US investment-grade bonds managed to eke out a fractional gain, just barely. Vanguard Total US Bond Market (BND) ticked up three basis points, although the ETF continues to trade in a tight band.
Commodities posted the only loss last week for the major asset classes. WisdomTree Continuous Commodity Index Fund (GCC), which equal weights a broad set of commodities, fell for a second straight week with an 0.8% decline.
The Global Markets Index (GMI.F) rebounded. This unmanaged benchmark, which holds all the major asset classes (except cash) in market-value weights via ETFs, rose 1.4% — recovering the previous week’s loss.
US equities continue to lead the major asset classes for the one-year return window—by a wide margin. VTI closed last week with an 18.4% total return.
VTI’s increase is well ahead of the second-best one-year performance via Vanguard FTSE Emerging Markets Shares (VWO), which is up 11.6% from its year-earlier close after factoring in distributions.
The worst performer for the one-year window: foreign property shares.
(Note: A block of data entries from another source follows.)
PR #762, opened 2023-02-16
Silent messages

DRSchlaubi:


rest/src/main/kotlin/builder/message/create/FollowupMessageCreateBuilder.kt
```diff
@@ -33,6 +32,10 @@ public class FollowupMessageCreateBuilder(public val ephemeral: Boolean) :
 
     override val files: MutableList<NamedFile> = mutableListOf()
 
+    override val flags: MessageFlags? = null
```
Lukellmann, line 35: this being a `val` seems useless - you will always get `null` when getting this

HopeBaron (approved):

rest/src/main/kotlin/builder/message/modify/MessageModifyBuilder.kt
```diff
@@ -35,6 +38,18 @@ public sealed interface MessageModifyBuilder {
 
     public var attachments: MutableList<DiscordAttachment>?
 
+    /**
+     * Optional custom [MessageFlags] to add to the message created.
+     *
+     * @see suppressEmbeds
+     */
+    public val flags: MessageFlags?
```
Lukellmann, line 46: is this intended to be a `val` too? (i.e. is there a reason why `flags` shouldn't be set to whatever a user wants?)

rest/src/main/kotlin/builder/message/modify/MessageModifyBuilder.kt
```diff
@@ -101,3 +116,15 @@ public inline fun MessageModifyBuilder.actionRow(builder: ActionRowBuilder.() ->
         it.add(ActionRowBuilder().apply(builder))
     }
 }
+
+/**
+ * Sets/Unsets the [MessageFlags] for this message.
+ *
+ * **Only supports [MessageFlag.SuppressEmbeds]**
+ */
+public inline fun MessageCreateBuilder.messageFlags(builder: MessageFlags.Builder.() -> Unit) {
```
Lukellmann, line 125:
```suggestion
public inline fun MessageModifyBuilder.messageFlags(builder: MessageFlags.Builder.() -> Unit) {
```
this will fail to compile because `flags` is not a `var` in `MessageModifyBuilder`

rest/src/main/kotlin/builder/message/create/MessageCreateBuilder.kt
```diff
@@ -86,6 +107,35 @@ public sealed interface MessageCreateBuilder {
      */
     public suspend fun addFile(path: Path): NamedFile =
         addFile(path.fileName.toString(), ChannelProvider { path.readChannel() })
+
+}
+
+internal fun buildMessageFlags(
+    base: MessageFlags?,
+    suppressEmbeds: Boolean? = null,
```
Lukellmann, line 115:
```suggestion
    suppressEmbeds: Boolean?,
```
this parameter is passed to every call of this function, i think it shouldn't have a default value

rest/src/main/kotlin/builder/message/modify/MessageModifyStateHolder.kt
```diff
@@ -30,4 +29,5 @@ internal class MessageModifyStateHolder {
 
     var components: Optional<MutableList<MessageComponentBuilder>> = Optional.Missing()
 
+    var suppressEmbeds: OptionalBoolean = OptionalBoolean.Missing
```
Lukellmann, line 32: this isn't needed, we don't use the optional value directly but instead work with the nullable boolean to calculate the flags to send, `override var suppressEmbeds: Boolean? = null` is easier to read than `override var suppressEmbeds: Boolean? by state::suppressEmbeds.delegate()`

the same goes for `flags` which could also be removed from `MessageModifyStateHolder`

rest/src/main/kotlin/builder/message/modify/InteractionResponseModifyBuilder.kt
```diff
@@ -40,9 +43,9 @@ public class InteractionResponseModifyBuilder :
                 embeds = state.embeds.mapList { it.toRequest() },
                 allowedMentions = state.allowedMentions.map { it.build() },
                 components = state.components.mapList { it.build() },
-                attachments = state.attachments
-            ),
-            state.files
+                attachments = state.attachments,
+                flags = buildMessageFlags(flags, suppressEmbeds = suppressEmbeds)
```
Lukellmann, line 47:
```suggestion
                flags = buildMessageFlags(flags, suppressEmbeds)
```

Lukellmann (commented):
looks good overall

rest/src/main/kotlin/builder/message/modify/MessageModifyBuilder.kt
Lukellmann: after reviewing the rest of this pr, i'm pretty sure this is supposed to be a var, please change it

rest/src/main/kotlin/builder/message/create/MessageCreateBuilder.kt
```diff
@@ -86,6 +107,35 @@ public sealed interface MessageCreateBuilder {
...
+        add(suppressNotifications, MessageFlag.SuppressNotifications)
+        add(ephemeral, MessageFlag.Ephemeral)
+    }.takeIf { it.code > 0 }
+
+    val allFlags = listOfNotNull(base, flags)
+    return if (allFlags.isEmpty()) {
+        Optional.Missing()
+    } else {
+        Optional(MessageFlags(allFlags))
+    }
```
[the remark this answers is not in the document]
Lukellmann: ah wait, there is a subtle semantic difference (your version allows empty flags when `base` is empty, mine would result in missing), nevermind this suggestion then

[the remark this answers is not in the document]
Lukellmann: ok, i've changed the suggestion to the following semantics:
flags are always sent if any of the parameters is non-null, even if the flags are empty

Lukellmann (approved):
thanks :)

PR #764, opened 2023-02-17
Integration event fixes 2

NoComment1105:
Hopefully I've done this correctly?


gateway/src/main/kotlin/Event.kt
```diff
@@ -686,11 +686,11 @@ public data class GuildBanRemove(val ban: DiscordGuildBan, override val sequence
...
 public data class GuildIntegrationsUpdate(val integrations: DiscordGuildIntegrations, override val sequence: Int?) :
     DispatchEvent()
-public data class IntegrationDelete(val integration: DiscordGuildIntegrationsDeleted, override val sequence: Int?) :
+public data class IntegrationDelete(val integration: DiscordIntegrationsDeleted, override val sequence: Int?) :
     DispatchEvent()
-public data class IntegrationCreate(val integration: DiscordGuildIntegrations, override val sequence: Int?) :
+public data class IntegrationCreate(val integration: DiscordIntegrations, override val sequence: Int?) :
     DispatchEvent()
-public data class IntegrationUpdate(val integration: DiscordGuildIntegrations, override val sequence: Int?) :
+public data class IntegrationUpdate(val integration: DiscordIntegrations, override val sequence: Int?) :
```
HopeBaron, line 693: Shoulldn't this be a DiscordIntegration?

NoComment1105: Its an extra class to wrap in the extra guild I'd field with this event. See lines 874 to EOF

Lukellmann: I think the json looks like this:
```json
{
  ... // normal integration fields
  "guild_id" : "1234"
}
```
but look at trace logs to be sure

NoComment1105: I can't find a way to trigger these events, since it requires an affiliated twitch/youtube account. or role subscriptions. How should I test this?

Lukellmann: doesn't changing an app's/bot's name trigger an integration update? or enabling/disabling an integration

NoComment1105: Maybe, let me try

PR #769, opened 2023-02-23
Add ability to receive Unknown events

DRSchlaubi:
/cc @gdude2002

### DIFF
--- a/core/src/main/kotlin/event/Event.kt
+++ b/core/src/main/kotlin/event/Event.kt
@@ -65,7 +65,6 @@ public class UnknownEvent(
     override val shard: Int,
     override val customContext: Any?,
 ) : Event {
-    override fun toString(): String {
-        return "UnknownEvent(kord=$kord, shard=$shard, customContext=$customContext, data=$data, name=$name)"
-    }
+    override fun toString(): String =
+        "UnknownEvent(name=$name, data=$data, kord=$kord, shard=$shard, customContext=$customContext)"
 }
--- a/core/src/main/kotlin/event/Event.kt
+++ b/core/src/main/kotlin/event/Event.kt
@@ -5,7 +5,13 @@ import dev.kord.core.Kord
 import dev.kord.core.KordObject
 import dev.kord.core.entity.Strategizable
 import dev.kord.gateway.Gateway
+import kotlinx.serialization.json.JsonElement
 
+/**
+ * Representation of an event received from the Discord gateway.
+ *
+ * @see UnknownEvent
+ */
 public interface Event : KordObject {
     /**
      * The Gateway that spawned this event.
@@ -45,3 +51,17 @@ public interface Event : KordObject {
     @KordPreview
     public val customContext: Any?
 }
+
+/**
+ * Representation of an event that has not been documented / added to Kord yet.
+ *
+ * @property data the raw [json body][JsonElement] of this event if provided
+ * @property name the name of the event if provided
+ */
+public data class UnknownEvent(
+    override val kord: Kord,
+    override val shard: Int,
+    override val customContext: Any?,
+    val data: JsonElement?,
+    val name: String?
+) : Event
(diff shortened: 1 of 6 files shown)


gdude2002 (approved):
LGTM. Appreciate this.

core/src/main/kotlin/event/Event.kt
```diff
@@ -45,3 +51,17 @@ public interface Event : KordObject {
...
     public val customContext: Any?
 }
+
+/**
+ * Representation of an event that has not been documented / added to Kord yet.
+ *
+ * @property data the raw [json body][JsonElement] of this event if provided
+ * @property name the name of the event if provided
+ */
+public data class UnknownEvent(
```
Lukellmann, line 61: other events aren't data classes, `equals`, `hashCode` and `copy` don't make much sense for events
i think we should instead just provide a custom `toString` implementation

core/src/main/kotlin/gateway/handler/DefaultGatewayEventInterceptor.kt
```diff
@@ -36,6 +36,7 @@ public class DefaultGatewayEventInterceptor @KordPreview public constructor(
     public constructor() : this(customContextCreator = null)
 
     private val listeners = listOf(
+        UnknownEventHandler(),
```
Lukellmann, line 39: i ordered the other handlers alphabetically to have the same order as the files in the ide, could you put it in the right place?

core/src/main/kotlin/event/Event.kt
```diff
@@ -45,3 +51,17 @@ public interface Event : KordObject {
...
+    override val kord: Kord,
+    override val shard: Int,
+    override val customContext: Any?,
+    val data: JsonElement?,
+    val name: String?
```
Lukellmann, line 66: i think `name` should be the first and `data` the second parameter an they should be put before `kord`, `shard` and `customContext` to match other events

gateway/src/main/kotlin/Event.kt
```diff
@@ -805,6 +805,12 @@ public data class GuildScheduledEventUserRemove(
     override val sequence: Int?,
 ) : DispatchEvent()
 
+public data class UnknownDispatchEvent(
+    val data: JsonElement?,
+    override val sequence: Int?,
+    val name: String?
```
Lukellmann, line 811: i think `name` should be the first parameter

Lukellmann (commented):
only some minor things that i think should be adressed but looks good overall

core/src/main/kotlin/gateway/handler/DefaultGatewayEventInterceptor.kt
DRSchlaubi: sure

core/src/main/kotlin/event/Event.kt
```diff
@@ -45,3 +51,21 @@ public interface Event : KordObject {
...
+public class UnknownEvent(
+    public val name: String?,
+    public val data: JsonElement?,
+    override val kord: Kord,
+    override val shard: Int,
+    override val customContext: Any?,
+) : Event {
+    override fun toString(): String {
+        return "UnknownEvent(kord=$kord, shard=$shard, customContext=$customContext, data=$data, name=$name)"
+    }
```
Lukellmann, line 70:
```suggestion
    override fun toString(): String =
        "UnknownEvent(name=$name, data=$data, kord=$kord, shard=$shard, customContext=$customContext)"
```
to match the order of the constructor parameters

gateway/src/main/kotlin/Event.kt
```diff
@@ -491,6 +535,7 @@ public sealed class Event {
                     ),
                     sequence
                 )
+
```
Lukellmann, line 538: could you remove the line breaks again? i think `)` having their own lines is enough spacing between branches (maybe adjust your formatter)

Lukellmann (commented):
almost approved :)

Lukellmann (approved):
looks good, just gonna write up a commit message and then merge
thanks :)

PR #770, opened 2023-02-23
Update CI

DRSchlaubi:


Lukellmann:
i think the build fails because of the toolchain specified - we expect to have a jdk 8 available but since you changed it to 19 in the ci config, it doesn't find a jdk 8
is there a reason why we shouldn't build with 8?

DRSchlaubi:
> i think the build fails because of the toolchain specified - we expect to have a jdk 8 available but since you changed it to 19 in the ci config, it doesn't find a jdk 8 is there a reason why we shouldn't build with 8?

No, that's not what happens, but now I know what happens thx

We install Oracle JDK 19, however we set 8 as a toolchain, Gradle supplies that using Temurin, which doesn't support -Xjdk-version.

Lukellmann:
i think the problem is that the `--release` flag only exists [since jdk 9](https://openjdk.org/jeps/247) and not the jdk vendor

NoComment1105 (approved):

.github/workflows/docs-ci.yml
```diff
@@ -16,23 +26,29 @@ jobs:
...
+  deploy:
+    environment:
+      name: github-pages
+      url: ${{ steps.deployment.outputs.page_url }}
+    runs-on: ubuntu-latest
+    needs: build
+    steps:
+      - name: Deploy to GitHub Pages
+        id: deployment
+        uses: actions/deploy-pages@v1
```
Lukellmann, line 54: could you explain what exactly this does? or just provide some reference where i could look it up myself?

DRSchlaubi: https://github.com/actions/starter-workflows/blob/main/pages/nuxtjs.yml

DRSchlaubi: It supposedly does some configuration, then uploads it to githubs cdn and then triggers a deployment, that way the gh.actions branch should be no longer needed

.github/workflows/docs-ci.yml
```diff
@@ -5,6 +5,16 @@ on:
   push:
     branches:
       - 0.8.x
+      -
```
Lukellmann, line 8:
```suggestion

```

.github/workflows/docs-ci.yml
```diff
@@ -5,6 +5,16 @@ on:
...
+permissions:
+  contents: read
+  pages: write
+  id-token: write
```
Lukellmann, line 12: why is the `id-token` permission needed?

.github/workflows/docs-ci.yml
```diff
@@ -16,23 +26,29 @@ jobs:
...
-          git-config-name: GitHub Actions
-          git-config-email: actions@github.com
-          commit-message: Update docs
+          path: build/dokka/htmlMultiModule
+  deploy:
+    environment:
+      name: github-pages
+      url: ${{ steps.deployment.outputs.page_url }}
+    runs-on: ubuntu-latest
+    needs: build
```
Lukellmann, line 50:
```suggestion
    needs: update_docs
```
`update_docs` could instead be renamed

.github/workflows/docs-ci.yml
Lukellmann: because of this: https://github.com/actions/deploy-pages#security-considerations

.github/workflows/docs-ci.yml
DRSchlaubi: The entire folder the file is in

.github/workflows/docs-ci.yml
DRSchlaubi: Yes

Lukellmann (approved):

Lukellmann:
do you know if there is an easy way to fix [this](https://github.com/kordlib/kord/actions/runs/4263982724/jobs/7421519902)? or should we just go back to `JamesIves/github-pages-deploy-action`?

DRSchlaubi:
I will look at it asap, just seems like we need to change one constant in the file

VNQI is down 10.2% for the past 12 months.
GMI.F’s one-year performance: 10.7%.
Current drawdowns for the ETF proxies tracking the major asset classes range from a slight 0.5% peak-to-trough decline for inflation-indexed Treasuries (TIPS) to a hefty 46% crash for broadly defined commodities (GCC).
GMI.F’s current drawdown is a 3.6% decline from its previous high.